President Bush broadens classification rules
From the Spring 2003 issue of The News Media & The Law, page 16.
By Rebecca Daugherty
Since President George W. Bush took office, reporters who cover national security issues had been expecting new rules that dictate what information will be classified. Information that is classified by a presidential executive order is not available under the federal Freedom of Information Act.
The new directive, signed by Bush in March, came in the form of an amendment, not a replacement, to President Bill Clinton’s 1995 order. It makes a few significant changes to the classification process, but leaves most of the Clinton order intact. That means that Clinton Executive Order 12,958 is still in effect, as amended by Bush’s order.
A key change is removal of language ordering that information be declassified if there is “significant doubt” that disclosure could harm national security. The Clinton order, at least on paper, reversed a long-standing unwritten policy of “if in doubt, don’t give it out” that had resulted in unwieldy stores of classified information.
The amendment creates a presumption that release of foreign government information will damage national security if the other country has not authorized disclosure.
The amendment also allows reclassification of records that already have been disclosed or declassified if the head of the agency rules that it is necessary and the information can be reasonably recovered.
In a purely administrative change, drafters of the amendment changed the word “information” to “record” where protection and review of information hinges on an agency’s ability to physically safeguard information. However, the actual protection against disclosure still refers to “information.” This means that segregable portions of records that would not harm national security can be released after the removal of classified information.
The amendment makes a few other changes, but retains most of the language in the 1995 Clinton order.
The 1995 Clinton executive order on classification was the first issued since 1982, and responded to increasingly frequent complaints that vast overclassification of records was crippling the ability of outside researchers and even of federal agencies to understand national security matters.
The Bush amendment delayed the release of information set for automatic disclosure in April 2003 to release in 2006. The approaching deadline for these disclosures drove the timing of the new directive. But the new order leaves intact the actual requirements for automatic declassification of most records after 10 or 25 years, which were established by the Clinton order.
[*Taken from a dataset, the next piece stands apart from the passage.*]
PR #697, opened 2026-05-10
Feature: Add DockerImage classes for docker.io, nvcr.io, and quay.io

### LINKED ISSUE #480: Address dockerhub pull limit from clobbering files
I'm working on this one, but adding an issue here to bookmark what's going on!

Dockerhub has gotten really strict about pull limits, and artifacts of that have made their way into registry yamls like this golang one: https://github.com/singularityhub/shpc-registry/blob/main/golang/container.yaml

It also does not change another creation of the Clinton order. The Interagency Security Classification Appeals Panel will continue to review challenges to classification. Its record is better than the record for declassifying records sought through the Freedom of Information Act. It has ordered declassification in 70 percent of the cases it has heard.
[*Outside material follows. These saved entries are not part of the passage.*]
PR #197, opened 2015-05-19
Adds onAdd handler

flovilmart:
As per discussion on #151

PR #205, opened 2015-05-22
Enable add custom value when allowCreate is true

giuse88:
Hi, 

This PR enables the add custom field feature despite the number of the filter options. In addition, it moves the `Add new value?` as first option in case the list of possible options is big. It mimics the behaviour of selectize.js. 

This GIF shows the new behaviour:
znlsaffc6v

### DIFF
--- a/src/Select.js
+++ b/src/Select.js
@@ -613,13 +613,13 @@ var Select = React.createClass({
 			focusedValue = focusedValue == null ? this.state.filteredOptions[0] : focusedValue;
 		}
 		// Add the current value to the filtered options in last resort
-		if (this.props.allowCreate && !this.state.filteredOptions.length) {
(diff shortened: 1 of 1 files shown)


dcousens:
Thanks @giuse88,  this is good :)

dcousens:
@giuse88 please be aware that `allowCreate` is going to change to `canAdd` (see https://github.com/JedWatson/react-select/pull/205)

giuse88:
@dcousens Thank you for merging it. Yeah, I will update my code to use `canAdd` when the version is out.

JedWatson:
I've renamed the prop to `canAddOptions`, which I think is clearest, while preparing to release `0.5.0`.

JedWatson:
Nevermind, just read the subsequent discussion in #197, reverted my change.

PR #206, opened 2015-05-22
Callback context is undefined. 

giuse88:
Hi, 

Diving into your code, I found another small bug. When options are loaded asynchronously, the context of the callback is not correctly set. Therefore, when `this._closeMenuIfClickedOutside` is called within a callback function ( for example, when a user types something) a javascript error is thrown.


dcousens:
Thanks @giuse88.

PR #209, opened 2015-05-26
#201

### LINKED ISSUE #201: Undefined values when using asyncOptions
First off, your component seems great. However, I did quickly run into the following issue.
The error only seems to occur when using the asyncOptions. I tried the regular [Options] and everything worked.

It looks like the values are null and this.state.values are never set, but checked in the filterOptions function. Even when passing in values thru the props, there may need to be a this.setState(... for values. The offending lines are on Select.js on starting on line 507.

``` javascript
	filterOptions: function(options, values) {
		if (!this.props.searchable) {
			return options;
		}

		var filterValue = this._optionsFilterString;
		var exclude = (values || this.state.values).map(function(i) {
			return i.value;
		});
           ...
```
The exclude function blows up when both values and this.state.values are null or undefined. It gets called on ComponentDidMount, and that is fine, but then again when loadAsync, which causes the failure.

I was able to work around the issue by extending Select component like so, but thought you may want to address the root issue.

``` javascript
class SelectEx extends Select {
  constructor(props) {
    super(props);
    this.state.values = [];
  }
}
```
Lastly, I also noticed  a couple of spots where you are pointing to how values should be populated.

``` javascript
getInitialState: function() {
		return {
			/*
			 * set by getStateFromValue on componentWillMount:
			 * - value
			 * - values
			 * - filteredOptions
			 * - inputValue
			 * - placeholder
			 * - focusedOption
			*/
			options: this.props.options,
			isFocused: false,
			isOpen: false,
			isLoading: false
		};
	},

getStateFromValue: function(value, options) {
		if (!options) {
			options = this.state.options;
		}

		// reset internal filter string
		this._optionsFilterString = '';

		var values = this.initValuesArray(value, options),
			filteredOptions = this.filterOptions(options, values);

		return {
			value: values.map(function(v) { return v.value; }).join(this.props.delimiter),
			values: values,
			inputValue: '',
			placeholder: !this.props.multi && values.length ? values[0].label : this.props.placeholder,
			focusedOption: !this.props.multi && values.length ? values[0] : filteredOptions[0]
		};
	},
```
Like I said, the code assumes values will be set downstream, but it is not.

Hope that helps, glad to provide further feedback if it helps.

bannaN:
Seems to fix #201. Might be better approaches though

### DIFF
--- a/src/Select.js
+++ b/src/Select.js
@@ -130,15 +130,12 @@ var Select = React.createClass({
 			}
 		};
     
-		this.setState(
-        this.getStateFromValue(this.props.value),
-        function(){
-          //Executes after state change is done. Fixes issue #201
-		      if (this.props.asyncOptions && this.props.autoload) {
-      			this.autoloadAsyncOptions();
-      		}
-        }
-    );
+		this.setState(this.getStateFromValue(this.props.value),function(){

But under the new executive order, the director of the Central Intelligence Agency has new veto power over decisions by the ISCAP to declassify CIA records. The CIA veto power is narrow and not necessarily final (provisions in the new order allow for presidential review of the veto) but it represents an additional check on ISCAP decisions calling for information to be disclosed.
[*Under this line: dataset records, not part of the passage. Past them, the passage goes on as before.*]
PR #210, opened 2015-05-26
enable consumers to require less files programmatically

alanclarke:
moved from https://github.com/JedWatson/react-select/pull/198 to custom branch

### DIFF
--- a/package.json
+++ b/package.json
@@ -20,11 +20,17 @@
     "eslint-plugin-react": "^2.2.0",
     "gulp": "^3.8.11",
     "jest-cli": "^0.4.2",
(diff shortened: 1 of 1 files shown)


dcousens:
Thanks @alanclarke

dcousens:
@alanclarke can you please add an example here as to how this could work for users?

dcousens:
@JedWatson please double verify,  can still revert if necessary.

alanclarke:
heya @JedWatson, thank you for merging! :+1: 

[Here](https://github.com/alanclarke/lessify-react-select-example) is a working example of how this can be used.

Issue #196, opened 2015-05-19
It seems like setting matchPos="start" suddenly makes the component only recognize lower-case inputs


mhintz:
Great component! Really liking it, above all the other options out there. I found one thing which seems like it's a problem, but I'm not sure. 

It looks like when I set the matchPos="start" attribute, then the component only matches lower-case inputs (even when the labels start with upper case letters). I'm pretty sure it has something to do with the way line 519 works, but that's such a monster boolean statement that I don't really feel qualified to tackle it. Hopefully someone with more knowledge of the component can take a look.

matchPos="start"

input:
"Somevalue"
expected:
<suggested> "Somevalue"
got:
<suggested> (none)

input:
"somevalue"
got:
<suggested> "Somevalue"

Thanks much!

dcousens:
Fixed in #215

PR #215, opened 2015-05-28
Support case-insensitive filtering when matchPos="start"

wesrage:
Fixes Issue #196
Consistent behavior with default (`matchPos="any"`)


dcousens:
Perhaps this should be an option

wesrage:
I think that makes a lot of sense, with `true` as default.

dcousens:
@wesrage care to add it?

wesrage:
@dcousens Sure.

dcousens:
Thanks @wesrage

PR #218, opened 2015-05-29
add autoreload config, stopPropagationKeyDown config and fixed issue #201

snadn:
add reload async options after select.
stopPropagationKeyDown config.
in componentWillMount. the callback of setstate will not be called. so the old fix for #201 is Invalid.
let Select-noresults hide if the content is empty.


dcousens:
@snadn please separate these features into different commits, and, ideally if possible, into different pull requests.

snadn:
i know

dcousens:
Thanks @snadn :)

PR #219, opened 2015-05-29
Fixes issue #201

snadn:
in componentWillMount. the callback of setstate will not be called. so the old fix for #201 is Invalid.

### DIFF
--- a/src/Select.js
+++ b/src/Select.js
@@ -130,12 +130,14 @@ var Select = React.createClass({
 			}
 		};
     
-		this.setState(this.getStateFromValue(this.props.value),function(){
-		  //Executes after state change is done. Fixes issue #201
-		  if (this.props.asyncOptions && this.props.autoload) {
-				this.autoloadAsyncOptions();
-			}
-    });
+		this.setState(this.getStateFromValue(this.props.value));
+	},
+
+	componentDidUpdate: function() {
+		//Executes after state change is done. Fixes issue #201
+		if (this.props.asyncOptions && this.props.autoload) {
+			this.autoloadAsyncOptions();
+		}
 	},
 
 	componentWillUnmount: function() {


dcousens:
@bannaN can you please confirm this?

bannaN:
Sorry for the late response. Well.. I am not 100 percent sure... What i can say is that.

- If you dont have the autoloadAsyncOptions call in the componentWillMount method it will not be called for the initial render since componentDidUpdate is not called for the initial render

- Seems to me that this means that the autoloading of the options for the default value ''(emptry string) will not actually be kicked off when the component is mounted, but when it does its first update. Probably this happends relativly quickly, depending on the code. I havent gone through everything. 

- Where is it documented that the setState callback is not called? Seemed to work for me when i tried it out. React can squash together state updates for performance gains, but the setState callback should be called?

If you want i can try to look more into the issue tomorrow (CET)

snadn:
First of all, I'm sorry, because my English is poor, may not well understand what you mean.

in my project.the result of test is this:
qq 20150603091419

in document of react I find this:
image

so, i guess the callback in setState before first render will not be called.

bannaN:
Hi,
From the test it seems like you are correct... I always thought that it would be executed after the render, but i was obviously mistaken. It should be pointed out in the react docs

dcousens:
Interesting find!

I wasn't aware of this either,  I wonder if it is a bug?
@JedWatson thoughts?

bannaN:
Hm, regarding the patch.. Instead of moving the logic to componentDidUpdate
		if (this.props.asyncOptions && this.props.autoload) {
			this.autoloadAsyncOptions();
		}
wouldnt it be better to move it to a componentDidMount method? Or will it cause other issues?

agirton:

PR #220, opened 2015-05-29
add autoreload props to load async options after select.

snadn:


dcousens:
@bruderstein / @JedWatson can you confirm if this PR is still relevant?

bruderstein:
I *think* you can do this with `cacheAsyncResults=false` now, but I'm not sure what the original intention of this was - maybe @snadn can comment?

dcousens:
Going to close,  if @snadn can clarify the original intention and if necessary,  we can easily re-open.

snadn:
Now, this feature is not necessary for me already. 

At first I get asynchronous data when each input.
enable multi select. if list is ['ab', 'ac', 'cd']. input 'a'. list is ['ab', 'ac']. select 'ab' item. focus input, the list is ['ab', 'ac'] still and I can only see 'ac' item, the 'cd' is not in the list now.

Now, I get list once before react-select mount, and let react-select do the filter. But some still only suitable for sophisticated suggestion made in the service side.

with google translate.

bruderstein:
I think that's a bug, that should always refilter. I'll write a test or two
to check, but I don't think we need the prop, it should just always do it.

dcousens:
@bruderstein shall I re-open the PR or did you want to just create a new issue?

bruderstein:
I'll open an issue when I've tested that it's actually a bug.

PR #221, opened 2015-05-29
do not return Select-noresults if noresult content is empty.

snadn:


dcousens:
Thanks @snadn,

dcousens:
@bruderstein is this still worth merging/rebasing?

bruderstein:
I was going to say I'm not sure what the use case is, as you could always add a `.Select-noresults { display: none; }`, to your CSS, but we actually use the class for wrapping the `Searching...` method in #141 / #379, so that wouldn't work with them both. I'm inclined to fix #379, such that this is taken into consideration, but rather fix it by not abusing the `.Select-noresults` class, and use something else for that.

If there's a genuine reason to not render the div if it's empty (that can't be solved if necessary from user-css), then why not.  

However, I would expect the `noResultsText` being empty, and not being displayed is probably a rare use case?

bruderstein:
I'll leave this open until the fate of #379 is decided.  If #379 gets merged, I'd be inclined to close this, as I think you can achieve everything with that.

snadn:
when `noResultsText` is set ,i get 
image

but if i not need `noResultsText` and set it to '', i get 
image

bruderstein:
Ah, thank you, now I see the use case. This should probably go in, but after #379 has been accepted/rejected, as this will conflict with that.

agirton:

Issue #224, opened 2015-06-01
Add happiness


dcousens:
We need to add https://github.com/JedWatson/happiness to this repository.

Pull requests welcome.

dcousens:
Closing in favour of #373

PR #225, opened 2015-06-01
Update eslint and cleanup warnings.

AlexKVal:
Update eslint dev dependency.
Clean up eslint warnings.
And impose new "object-curly-spacing" rule.


dcousens:
THanks @AlexKVal,  note we will be switching to adding [happiness](https://github.com/JedWatson/happiness) soon.  

See https://github.com/JedWatson/react-select/issues/224 if you want to help out.

AlexKVal:
Good idea. 
It is best to maintain one set of rules in one place than maintain rule sets for every project :+1:

PR #226, opened 2015-06-01
allow key to be set for options

johan-olsson:
The idea is to allow options to have the same value without weird workarounds.

### DIFF
--- a/src/Select.js
+++ b/src/Select.js
@@ -651,9 +651,9 @@ var Select = React.createClass({
 			var mouseDown = this.selectValue.bind(this, op);
 
 			if (op.disabled) {
-				return <div ref={ref} key={'option-' + op.value} className={optionClass}>{op.label}</div>;
+				return <div ref={ref} key={'option-' + op.key || op.value} className={optionClass}>{op.label}</div>;
 			} else {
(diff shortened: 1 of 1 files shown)


dcousens:
@johan-olsson can you please rebase on master?  This is already out of date it would seem.

johan-olsson:
@dcousens rebased it now.

JedWatson:
I'm wondering if we should be introducing a way to customise the key used for `value` completely, rather than defaulting it to either `key` or `value`? could also be `id`, etc...

johan-olsson:
These changes should make it default to `value` if no `key` is set. The problem I had in the project I'm using react-select was multiple `options` with the same `value` but different `labels`, as aliases if you will. I can't think of any case where one would like `options` with duplicate `values` to just get removed by react.

Another solution would be to always generate a unique `key` for each `option` but that feels a bit heavy handed with the slim amount of cases it would be useful in.

AlexKVal:
why not ?
```js
key={op.key || ('option-' + op.value)}
```
`op.key` is the key by itself, it doesn't need that `option-` part.

johan-olsson:
Good point @AlexKVal. That would probably be true when setting the key from the value as well in that case.

dcousens:
Rebase?

PR #223, opened 2015-05-30
adding support for customizable background color

JohnMorales:
Hey Jed, 

Great work on this, I was able to fully skin the control to match the look and feel of my design. I'm using a gulp task that overwrites your variables in the select.less and creates a custom stylesheet for my project. 

The only variable that was missing was the background-color. Now it looks good even on dark backgrounds..
screen shot 2015-05-30 at 6 00 06 pm

Figured it might be useful for the next guy.

PR #230, opened 2015-06-02
Fixed syntax error in select.less

brianreavis:
Introduced in #223


AlexKVal:
Nice catch :+1:

dcousens:
Thanks @brianreavis

PR #231, opened 2015-06-02
Added ability to set props on hidden input

brianreavis:
This allows for properties to be set on the hidden `<input>` that holds the value of the control. One use is [Stripe](https://stripe.com/) integration ([guide](https://stripe.com/docs/tutorials/forms)), which requires a `data-stripe` property to be set. 

**Note:** this is a breaking change. I renamed the previous `inputProps` prop to `inputTextProps`. I think this is a little clearer (I originally thought `inputProps` was what I was looking for).


JedWatson:
For clarity, planning to merge this as soon as we're ready to bump a breaking change release.

agirton:
Closing as this is no longer applicable. We allow `inputProps`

Bill Leonard, director of the Information Security Oversight Office, said the attorneys and others that the revisions represent a “change in tone.”
ISOO is a small government office attached to the National Archives and Records Administration that oversees classification throughout the federal government. Its staff is working on a directive due in September that will tell federal agencies how to implement the new executive order.
Leonard’s characterization of the order as a “change in tone” mirrors a description by Justice Department attorneys of the differences between the directions of current Attorney General John Ashcroft and his predecessor Janet Reno to federal agencies on how they should respond to Freedom of Information Act requests.